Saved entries

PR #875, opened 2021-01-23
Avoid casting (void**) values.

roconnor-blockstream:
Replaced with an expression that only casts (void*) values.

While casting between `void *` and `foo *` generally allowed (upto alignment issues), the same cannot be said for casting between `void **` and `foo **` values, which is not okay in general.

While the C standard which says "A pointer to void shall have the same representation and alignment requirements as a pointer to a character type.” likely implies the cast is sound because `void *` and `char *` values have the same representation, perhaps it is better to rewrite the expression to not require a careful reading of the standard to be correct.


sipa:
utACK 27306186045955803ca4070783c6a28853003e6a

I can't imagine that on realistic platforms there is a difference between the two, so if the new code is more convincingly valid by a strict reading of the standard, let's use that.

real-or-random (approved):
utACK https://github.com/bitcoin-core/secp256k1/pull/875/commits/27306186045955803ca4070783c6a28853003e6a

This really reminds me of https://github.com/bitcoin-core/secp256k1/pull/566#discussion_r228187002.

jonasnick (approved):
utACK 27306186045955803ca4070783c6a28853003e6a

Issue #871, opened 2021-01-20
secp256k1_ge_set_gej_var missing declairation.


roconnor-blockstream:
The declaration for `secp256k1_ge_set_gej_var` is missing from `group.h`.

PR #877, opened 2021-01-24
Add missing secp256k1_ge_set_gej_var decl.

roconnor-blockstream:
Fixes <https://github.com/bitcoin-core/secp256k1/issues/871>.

BRIEF
Only these lines should appear in the reply: the one containing "Issue #871, opened 2021-01-20", the last line of the data, and all lines between them, each copied exactly.

SOLUTION FOR THIS EXERCISE
Issue #871, opened 2021-01-20
secp256k1_ge_set_gej_var missing declairation.


roconnor-blockstream:
The declaration for `secp256k1_ge_set_gej_var` is missing from `group.h`.

PR #877, opened 2021-01-24
Add missing secp256k1_ge_set_gej_var decl.

roconnor-blockstream:
Fixes <https://github.com/bitcoin-core/secp256k1/issues/871>.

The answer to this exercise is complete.